## PROMPT
From the listing, collect all lines containing the word "opened".

## PROVIDED DATA
-------

PR #3868, opened 2023-11-09
Move to latest cppwinrt package across all projects

JohnMcPMS:
## Change
Move all projects that use C++/WinRT, WIL, and C#/WinRT to the latest release.  Then fix all of the build breaks that this caused.

This also re-enables a test that needed a newer version of C++/WinRT to work.

After many attempts to debug the issue with the tests that crash on x64 only, I can only assume that there is some perfect collection of OS and dependency versions that will hopefully change at some point and allow us to re-enable them.  I have tried so many attempts at debugging it and ran it on a similar server VM to no avail.  Given that it is only affecting the inproc tests in x64, I can only assume that it something in codegen somewhere.  Will have to try to enable them later.

## Validation
Local build and unit tests succeeded; PR regression tests should cover the rest.
 ###### Microsoft Reviewers: [Open in CodeFlow](https://microsoft.github.io/open-pr/?codeflow=https://github.com/microsoft/winget-cli/pull/3868)


yao-msft (approved):
:shipit:

src/AppInstallerSharedLib/AppInstallerLogging.cpp
```diff
@@ -160,24 +160,27 @@ namespace AppInstaller::Logging
     }
 }
 
-std::ostream& operator<<(std::ostream& out, const std::chrono::system_clock::time_point& time)
+namespace std
```
florelis, line 163: Adding to the `std` namespace seems weird

florelis (approved):

src/AppInstallerSharedLib/AppInstallerLogging.cpp
JohnMcPMS: I don't know what properties the latest C++/WinRT is forcing on us, but they ended up breaking most of these `operator<<` overloads that were in the global namespace.  Leveraging [ADL](https://en.cppreference.com/w/cpp/language/adl) to overcome this requires putting these into `std` (or `std::chrono` here).

PR #3886, opened 2023-11-14
Improve repair

msftrubengu:
This PR makes some improvements to the `Microsoft.WinGet.Client` module

**Use stub preference for AppInstaller**
The default behavior for `Add-AppxPackage` is to install the full package regardless of the preference. This PR adds `-StubPreference UsePreference` (if the cmdlet supports it) when installing the AppInstaller bundle. I originally want to allow the user to set the preference, but I realized I would have to blindly call `winget configure --enable|disable` since I don't know the state. I believe this should be done differently with perhaps different cmdlets and add something like `winget config --info` that prints a json with some information like if its enabled or not and the processor info.

**Add -Force to Repair-WinGetPackage**
On some occasions, `Add-AppxPackage` failed because AppInstaller files were in use. I added a `-Force` switch to the cmdlet that just sets `-ForceTargetApplicationShutdown` on the add appx package call.

**Module async friendly**
All async functions in the module required to be waited. Now that we can start an async context via `RunOnMTA`, I removed all the synchronous wrappers calls from GitHubClient and make it such as only the top-level cmdlet need to wait on the Task. This caused a lot of functions to be awaited, but at the end only the top-level cmdlet should care about manually waiting for the task which I believe is the right thing to do.

**Bring back synchronization with main PowerShell thread**
AppxModuleHelper requires its Appx Module calls to be executed in the main PowerShell thread otherwise a new runtime would need to be created for every cmdlet that uses this class. I brought back the old synchronization mechanism of `Microsoft.WinGet.Configure` to do this. Now any cmdlet that runs asynchronously and requires PowerShell Host can do it without creating its runspace.

**Redo progress for Install/Update/Uninstall-WinGetPackage**
I was not a huge fan of how progress was handled in these cmdlets. Given that I can now create an asynchronous context, I simplify how progress is done and follow a similar pattern as `Microsoft.WinGet.Configure`. The `IAsyncOperationWithProgress` is executed, set its Progress handler, converted to a Task and awaited all in one common method. I also fixed how the progress was calculated so it reflects almost the same as winget. .NET rounded the number so for some package I was 92.3 MB in winget and 92.4 the module (before it was like 97or something).

**Add proper can cancellation support**
Modify the Install/Update/Uninstall cmdlets to properly use PowerShell's `StopProcessing` for cancellation. The Task from `IAsyncOperationWithProgress` uses the PowerShellCmdlet CancellationToken, so everything is handled correctly. Also add cancellation to `Repair-WinGetPackage`. The repair state machine sees if the token is cancelled as the first thing on the loop.

**Download URL with progress.**
The module attempts to install a package using `Add-AppxPackage` with the url of the package. In the case it fails, like in Windows Sandbox, the package is downloaded to disk and then installed via the same cmdlet. Depending on the network, the download could take a while and there's no indication that work is being performed without `-Verbose`. This PR adds a PowerShell progress bar for the download when the response contains a Content-Length property. If cancellation is request during url download, the async calls will be cancelled the file will be deleted.


src/PowerShell/CommonFiles/PowerShellCmdlet.cs
```diff
@@ -239,21 +282,57 @@ internal void Wait(Task runningTask, PowerShellCmdlet? writeCmdlet = null)
...
             {
-                this.ConsumeAndWriteStreams(writeCmdlet);
+                if (this.pwshThreadActionReady.IsSet)
+                {
+                    // Someone needs the main thread.
+                    this.pwshThreadActionReady.Reset();
+
+                    if (this.pwshThreadAction != null)
+                    {
+                        this.pwshThreadAction();
```
JohnMcPMS, line 299: I would suggest that the try/catch be here and the exception rethrown via `WaitMainThreadActionCompletion`.

JohnMcPMS (approved):

src/PowerShell/CommonFiles/PowerShellCmdlet.cs
```diff
@@ -603,6 +596,11 @@ private void WaitMainThreadActionCompletion()
                 this.pwshThreadActionCompleted.WaitHandle,
             });
 
+            if (this.pwshThreadActionException != null)
+            {
+                throw this.pwshThreadActionException;
```
JohnMcPMS, line 601: Should this throw a new exception with `pwshThreadActionException` as the inner exception?  That way we get to keep the original stack trace.

JohnMcPMS (approved):

PR #3896, opened 2023-11-15
Upgrade to check-spelling v0.0.22

jsoref:
- [x] This pull request is related to https://github.com/microsoft/winget-cli/pull/3885#issuecomment-1809439464

-----

Changes:
* general spelling/grammar
* refreshed baseline metadata (roughly [spell-check-this@edccef0](https://github.com/check-spelling/spell-check-this/tree/edccef0d97da7e227dbec1d2c1faac5fd085f313))
* upgraded to [check-spelling v0.0.22](https://github.com/check-spelling/check-spelling/releases/tag/v0.0.22)
   * ⚠️ there's one pattern that triggers in v0.0.21 (as part of this PR) which will not trigger once this PR is merged ([🩹 Pattern suggestions shouldn't trip over active patterns](https://github.com/check-spelling/check-spelling/wiki/Feature:-Suggest-patterns#multiple-patterns-for-a-line))
* refreshed workflow
  * slightly refreshed dictionaries -- I'm removing `cspell:cpp/src/cpp.txt`, but you could use it or `cspell:cpp/dict/cpp.txt` -- I think I missed that #3885 was adding it -- cpp suffers from the same problem as win32 -- too many misspelled words)
  * dropping commenting on pushes (people should migrate to github step summaries)

 ###### Microsoft Reviewers: [Open in CodeFlow](https://microsoft.github.io/open-pr/?codeflow=https://github.com/microsoft/winget-cli/pull/3896)


.github/actions/spelling/excludes.txt
```diff
@@ -88,7 +130,6 @@
 ^src/Valijson/
 ^src/Xlang/
 ^src/YamlCppLib/
-# Because it doesn't handle argument -Words well
-^tools/CorrelationTestbed/.*\.ps1$
-^tools/COMTrace/ComTrace.wprp$
```
jsoref, line 93: afaict this is no longer a problem, so I'm dropping it

.github/actions/spelling/expect.txt
```diff
@@ -400,35 +461,31 @@ STDMETHODCALLTYPE
...
+tli
 tombstoned
-TOperation
-TOptions
-TProgress
-TResult
-TReturn
 trimstart
-TState
-TStatus
```
jsoref, line 430: These `T[A-Z]` items are handled by a pattern below.

.github/actions/spelling/patterns.txt
```diff
@@ -60,7 +69,7 @@ REQUIRE\(RestHelper::GetRestAPIBaseUri\(".*"\) == L".*"
 # Automatically suggested patterns
 # hit-count: 407 file-count: 78
 # IServiceProvider
-\bI(?=(?:[A-Z][a-z]{2,})+\b)
+\b[IT](?=(?:[A-Z][a-z]{2,})+(?:[A-Z]|\b))
```
jsoref, line 72: There were a handful of `T...` items (flagged earlier), and it seemed worthwhile to add `T` here. There are also a couple of other letters which each have a couple of items, but it didn't really seem worthwhile to include a blanket -- it is worth noting that the pattern could be widened to cover them if that's desired.

.github/workflows/spelling3.yml
```diff
@@ -59,35 +83,41 @@ jobs:
       contents: read
       pull-requests: read
       actions: read
+      security-events: write
```
jsoref, line 86: this is required for sarif reporting

.github/workflows/spelling3.yml
```diff
@@ -59,35 +83,41 @@ jobs:
...
     outputs:
       followup: ${{ steps.spelling.outputs.followup }}
     runs-on: ubuntu-latest
-    if: "contains(github.event_name, 'pull_request') || github.event_name == 'push'"
+    if: ${{ contains(github.event_name, 'pull_request') || github.event_name == 'push' }}
```
jsoref, line 90: this is purely stylistic -- the vscode github integration doesn't like `"..."` whereas GitHub Actions do not mind.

-------

## ANSWER BELOW
PR #3868, opened 2023-11-09
PR #3886, opened 2023-11-14
PR #3896, opened 2023-11-15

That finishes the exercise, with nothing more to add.